La mise en perspective épistémologique sous-tend toute introduction auprès de divers publics de la
problématique s’articulant autour du cyanomètre. Celle-ci s’y décline comme un fin tissage où
« contenu » et « savoir sur le contenu » sont intimement liés.
Historiquement, la démarche d’Horace-Bénédict de Saussure est empreinte d’une spécificité bien
genevoise au 18e siècle. Elle se situe au cœur des grands courants européens et peut ainsi, par
exemple, aussi bien nourrir l’école anglaise plutôt « pragmatique » que la science française plutôt
« théoricienne ». La science européenne va s’engouffrer au début du 19e siècle dans la formulation
mathématique et la mise en équations quasi définitive de la physique, et avec elle de la
météorologie. Le cyanomètre se situe bien en amont de cette mise en forme-là, même s’il a
aujourd’hui de nombreux descendants !
6. UNE IMMERSION DANS UNE PROBLÉMATIQUE ORIGINALE… RICHE EN
RESSOURCES POÉTIQUES
Question : et la poésie, dans tout ça ?
Peut-elle nourrir et revitaliser le champ ardu, étroit mais incontournable de la science ?
Entre ciel et terre, sur le plus haut sommet d’Europe encore terra incognita, dans un univers alors
peuplé de légendes où le ciel presque noir fait peur, où le mal des montagnes entraîne
inexorablement la peur, la torpeur et la mort, quelle force insoupçonnée se révèle-t-elle donc dans
un dérisoire carton de petits carrés bleus… à la mesure du ciel ?
La poésie est omniprésente, si on veut bien lui laisser son espace.... Elle ne perturbe en rien
l’approche rigoureuse de l’instrument, mais la nourrit largement et lui donne véritablement sens.

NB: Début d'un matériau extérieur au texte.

PR #226, opened 2023-06-07
Refactor token collector

charlesjhongc:
~To shorten the data for token collector, add `length == 1` condition for basic token source type.~
Use bytes concat for permit data wrapping. First it's easier to detect the type of source without abi decoding, and second it saves some length of data.

### DIFF
--- a/contracts/abstracts/TokenCollector.sol
+++ b/contracts/abstracts/TokenCollector.sol
@@ -11,9 +11,12 @@ import { IAllowanceTarget } from "../interfaces/IAllowanceTarget.sol";
 abstract contract TokenCollector {
     using SafeERC20 for IERC20;
 
+    error UnknownTokenSource();
+
     enum Source {
-        Token,
         TokenlonAllowanceTarget,
+        Token,
+        TokenPermit,
         Permit2AllowanceTransfer,
         Permit2SignatureTransfer
     }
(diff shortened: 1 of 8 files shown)


charlesjhongc:
Call for feedback, will fix the rest once confirmed.

charlesjhongc:
Pushed a new commit but PR was not updated. Reopen a new one.

test/forkMainnet/TokenCollector.t.sol
```diff
@@ -120,7 +120,11 @@ contract TestTokenCollector is Addresses {
         bytes32 r,
         bytes32 s
     ) private pure returns (bytes memory) {
-        return abi.encode(TokenCollector.Source.Token, abi.encode(permit.owner, permit.spender, permit.amount, permit.deadline, v, r, s));
+        return
+            bytes.concat(
+                abi.encodePacked(TokenCollector.Source.TokenPermit),
+                abi.encode(permit.owner, permit.spender, permit.amount, permit.deadline, v, r, s)
```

7. CONCLUSION : QUEL AVENIR POUR LE CYANOMÈTRE D’HORACE-BÉNÉDICT
DE SAUSSURE ?
Les descendants de l'instrument au début du 19e siècle sont encore nommés cyanomètres et associés
à d'illustres scientifiques, tel celui utilisé autour de 1800 par Alexandre de Humboldt lors de son
expédition en Amérique du Sud ou celui de François Arago. Les descendants contemporains (tel le
spectrophotomètre) permettent d’aborder, en l'ancrant dans l'histoire, la recherche scientifique
d'aujourd'hui.
Le cyanomètre fait partie des instruments on-line accessible sur le site de l’ « Europe des
découvertes européennes » coordonné par « La Main à la pâte » et l’Ecole de l’Union européenne. Il
figurera dans le livre « L’Europe des Découvertes européennes » (à paraître en 2004 aux Editions
Le Pommier, Fondation Les Treilles) coordonné par la « Main à la pâte », et y sera décliné sous
diverses formes : à l’usage des enseignants avec un texte historique (auteur Samuel Cordier) et un
texte pédagogique (auteur Anne Fauche) ; à l’usage des élèves avec un texte pour enfants (auteur
Anne Fauche) ; avec un CD ROM joint au livre.
Enfin le cyanomètre continuera de vivre, et cela ne pourra jamais être ni décrit ni mesuré, dans la
tête de ceux qui l'ont rencontré au musée. Il en fera rêver certains, ouvrira à d’autres un champ de
nouvelles questions, sera temporairement oublié avant de ressurgir et d'être réinvesti au détour d'une
image, d'une information, lors d'un nouvel apprentissage chez tous ceux-là, qu'ils soient petits ou
grands, scientifiques, artisans, artistes ou poètes.